«Nous constatons toujours des atteintes aux droits des résidents en Ephad (...). La réponse des pouvoirs publics n’est pas à la hauteur des atteintes dénoncées, ni de l’urgence», regrette Claire Hédon dans un entretien au JDD. La Défenseure des droits présente lundi 16 janvier un rapport de suivi de 64 recommandations émises en mai 2021 pendant la crise du Covid.
Le document de mai 2021 et le livre de Victor Castanet «Les Fossoyeurs» -- dont une version actualisée est attendue pour fin janvier-- «ont permis une prise de conscience, pas simplement des pouvoirs publics, mais de l'ensemble de la société», s'est réjouie Claire Hédon. Mais beaucoup reste à faire. Elle cite «une hausse des signalements» auprès de l'organisme Défenseur des droits, qui avait instruit quelque 900 réclamations durant les six ans précédant le rapport de 2021, et 181 en seulement 18 mois. Il s'agit de «maltraitance» (43% des cas), «limitation de visites» (30%), de «restrictions à la liberté d'aller et venir» (12%). Ces manquements concernent aussi bien le privé que le public. Or «dix-huit mois après le premier rapport, le bilan s'avère extrêmement préoccupant: 9% de nos préconisations se sont traduites par une action, 55% ont fait l'objet d’annonces mais peinent à se matérialiser, et 36% restent sans réponse», déplore Claire Hédon.

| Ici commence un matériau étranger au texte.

PR #2441, opened 2022-05-12
Pin setuptools and wheel to match numpy build requirements

JDBetteridge:
Build failures have been observed with mismatched setuptools and wheel versions.

(https://github.com/firedrakeproject/firedrake/runs/6402346437?check_suite_focus=true)

It appears numpy have pinned these to specific versions.


sv2518:
Yes should be correct, this is what I did locally and it worked.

Au moins huit soignants et animateurs pour dix résidents
Sa principale recommandation : fixer «un ratio minimal d'encadrement», comprenant «au moins huit soignants et animateurs pour dix résidents en Ehpad». «En France, le rapport est de 6 pour 10, là où les pays du nord sont à 10». Et «si vous rétablissez un taux d'encadrement normal, les aides-soignants reviendront y travailler», avance-t-elle. Selon le rapport présenté, «certains soins», comme la toilette, sont «organisés dans une logique comptable pour réduire les effectifs du personnel». Il évoque les résidents d'un Ehpad qui avaient «au mieux une douche tous les quinze jours» et restaient pour certains «la plupart du temps en blouse d’hôpital ou en pyjama». Pour pallier le manque de personnel, l'établissement imposait aussi «deux jours d'alitement par semaine par résident».
Mettre un terme aux violations de liberté
Autre point noir, les confinements intempestifs dans des établissements suite à quelques contaminations au Covid. La Défenseure des droits demande de «mettre un terme aux violations de la liberté d'aller et venir» et de «rétablir le droit au maintien des liens familiaux des résidents en Ehpad» (cette question constitue 46% des réclamations reçues). Elle cite des «cas d'isolement arbitraire de résident dans leur chambre» ou de «restrictions de visites», détaille des exemples de «prohibition de la présence d’un proche lors des repas; obligation de maintenir les portes des chambres ouvertes afin de vérifier le respect du maintien d’une distance entre les personnes; interdiction de contact physique, comme prendre la main».
Encourager les signalements et renforcer les inspections
Le rapport relève aussi les faiblesses de la lutte contre les maltraitances, notamment l'absence d'«outil de mesure fiable et partagé par ensemble des autorités de contrôle». Il demande un «dispositif de vigilance médico-sociale pour renforcer l’identification, le signalement et l'analyse des situations de maltraitances». Le gouvernement a lancé en septembre trois missions administratives pour élaborer des pistes pour mieux repérer, quantifier et prévenir les maltraitances contre les personnes âgées ou handicapées et les enfants. Saluant le décision du gouvernement d'inspecter la totalité des 7 500 Ehpads dans le sillage du scandale Orpea, elle note toutefois «l'insuffisance de moyens humains» pour effectuer «les inspections requises». Par ailleurs, la publication de 10 indicateurs clés sur chaque établissement pour aider les familles à faire leur choix, annoncée en mars 2022 par le gouvernement, se fait encore attendre.